Researchers graded 20 police departments against international human rights standards, including the Universal Declaration on Human Rights and the International Covenant on Civil and Political Rights, “the two fundamental international instruments protecting human rights, establish the rights to life, equality, liberty and security of person, freedom from torture and cruel, inhuman or degrading treatment and freedom from discrimination”, the report says.

Law enforcement relies on the UN Code of Conduct for Law Enforcement Officials, the Basic Principles on the Use of Force and Firearms by Law Enforcement Officials, and a Special Rapporteur on extrajudicial, summary or arbitrary executions on protection of the right to life during law enforcement, according to the report.

But in a review of department policies from 20 American cities, the university survey found that none has a use-of-force policy that meets those standards.

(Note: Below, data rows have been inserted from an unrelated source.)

PR #1810, opened 2022-02-17
Bug 1755884 - https://bugzilla.mozilla.org/ does not show logged in user as logged in

dklawren:
As part of the BMO IAM commit, this change snuck in and should not have. It was part of some debugging work that I was doing to figure out how the quick redirect from / to /home that we have in places was causing problems for other functionality. This patch adds it back so that when people go to / it will show them as logged in properly.


mitchhentges (approved):

dklawren:
Thanks

PR #1816, opened 2022-02-22
Bug 1753889 - "remember these as my default search list options" is not saving "classification" choices

dklawren:


extensions/BMO/web/js/advanced-search.js
```diff
@@ -42,6 +42,10 @@ Bugzilla.BMO.AdvancedSearch = class AdvancedSearch {
 
     // Select non-Graveyard classifications
     for (const $option of this.$classifications.options) {
+      // Return if already selected (part of the default search params for query page)
+      if ($option.selected) {
+        return;
+      }
```
mitchhentges, line 48: Can you elaborate in the commit message how this fixes the issue?

mitchhentges (changes requested):

extensions/BMO/web/js/advanced-search.js
mitchhentges: Oh, I think I understand: if any `$option` was already selected, then we stop the automatic-setting of `$option.selected` to the default.

However, isn't this order-dependent? Won't this behave incorrectly in the following two scenarios?
1. (Unlikely, I suppose): `Graveyard` is moved to be higher in the list
2. The user _unselects_ `Client Software`, then chooses to remember the search options. This code will start by setting `Client Software` to the default value (enabled), then get to `Developer Infrastructure`, realize that it's been selected due to "search options being remembered", then stop at that point. The end result being: `Client Software` is selected even though it was supposed to be remembered as "unselected".

dklawren:
The way the default search is saved is that the current form choices are saved in the database as url query string. When a user loads the form page with nothing selected from the address and query string, it will look for the query string that is stored in the database as their default query. It will then create a new cgi object in query.cgi with the string loaded from the DB and then auto-fill the form choices from that. The javascript that I am fixing on looks at query string values from the origin query string and address used to load the page and doesn't know about the new choices loaded from the database later.

One thing that I could do that might be a simpler fix, is to pass a positive value to the templates if the  query being used was loaded from the database and not do execute the javascript if the value is true.

Another thing would be to do just remove the javascript completely and update the system wide default query values to preselect all classifications other than the graveyard one which does the same as the javascript. The only downside would be if we add new classifications, we have to remember to update the default system wide query as well. I assume the javascript was originally added to avoid remembering to do that. But to be honest the classifications change very seldomly so really isn't that big of deal.

Thoughts?

dklawren:
Decided to go with the last option. This removes extra unneeded code to maintain and we can accomplish the same updating the default query string and just adding classifications as needed later.

PR #1817, opened 2022-02-23
Bug 1671262 - Require EDITBUGS to edit the priority, severity and type fields

dklawren:


dklawren:
Will fix Selenium tests before asking for review.

qa/t/test_bug_edit.t
```diff
@@ -67,9 +67,6 @@ $sel->is_text_present_ok('has been added to the database',
 go_to_bug($sel, $bug1_id);
 $sel->select_ok("rep_platform", "label=Other");
 $sel->select_ok("op_sys",       "label=Other");
-$sel->select_ok("priority",     "label=Highest");
-$sel->check_ok('//input[@name="bug_type" and @value="defect"]');
-$sel->select_ok("bug_severity", "label=blocker");
```
globau, line 72: Rather than removing checks for the input field, we should check to ensure that it isn't present.

globau (changes requested):

globau (approved):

“Police departments grant their officers deadly discretion, allowing the use of lethal force to capture an escaping suspect or to prevent the commission of a felony, regardless of whether the suspect poses a threat of any kind,” clinic director Claudia Flores told the university. “Clear constraints on police discretion are critical to protecting the human rights of all people — especially members of marginalized or disempowered communities.”

Accountability measures also are largely absent, the report discovered.

All 20 departments in the report had internal systems to report lethal force, but only the Los Angeles and Chicago police departments also required external investigations.

Those two cities rank highest among the list of international compliance measures. At the bottom is Indianapolis, which allows police to use deadly force in the event of a felony “without limiting or specifying the relevant felonies or the kind of force or threat of force involved in the commission of the felony,” the report says.

Body-mounted camera footage and viral witness images showing police killing people in custody “provide grim illustrations of the power law enforcement officers have over the people they are sworn to serve and protect and the deadly consequences when they abuse that power”, she said. “Police lethal use-of-force policies provide the primary source of guidance and accountability for officer discretion to use force in any given situation — and police in this country have a great deal of discretion.”

The report recommends federal, state and local lawmakers, as well as the departments themselves, adopt immediate and concrete measures to force compliance with international law.

Researchers recommend that the Department of Justice collect, store, analyse and make public all data on police actions and eliminate qualified immunity, which shields law enforcement from constitutional violations, including the use of lethal force.

Law enforcement also should be required to de-escalate scenes and eliminate all “techniques, tactics and technologies that pose a risk of death or serious bodily harm, such as chokeholds, neck restraints, tear gas and rubber bullets,” the report says.

It also suggests departments reevaluate whether armed officers are necessary in public events.

“True police reform must start in the policies and practices of police departments themselves,” report co-author Brian Citro told the university. ”In light of the recent police killings of George Floyd, Breonna Taylor, Manuel Ellis and others, the failure of police policies to sufficiently constrain the use of lethal force and ensure real accountability should alarm every one of us.”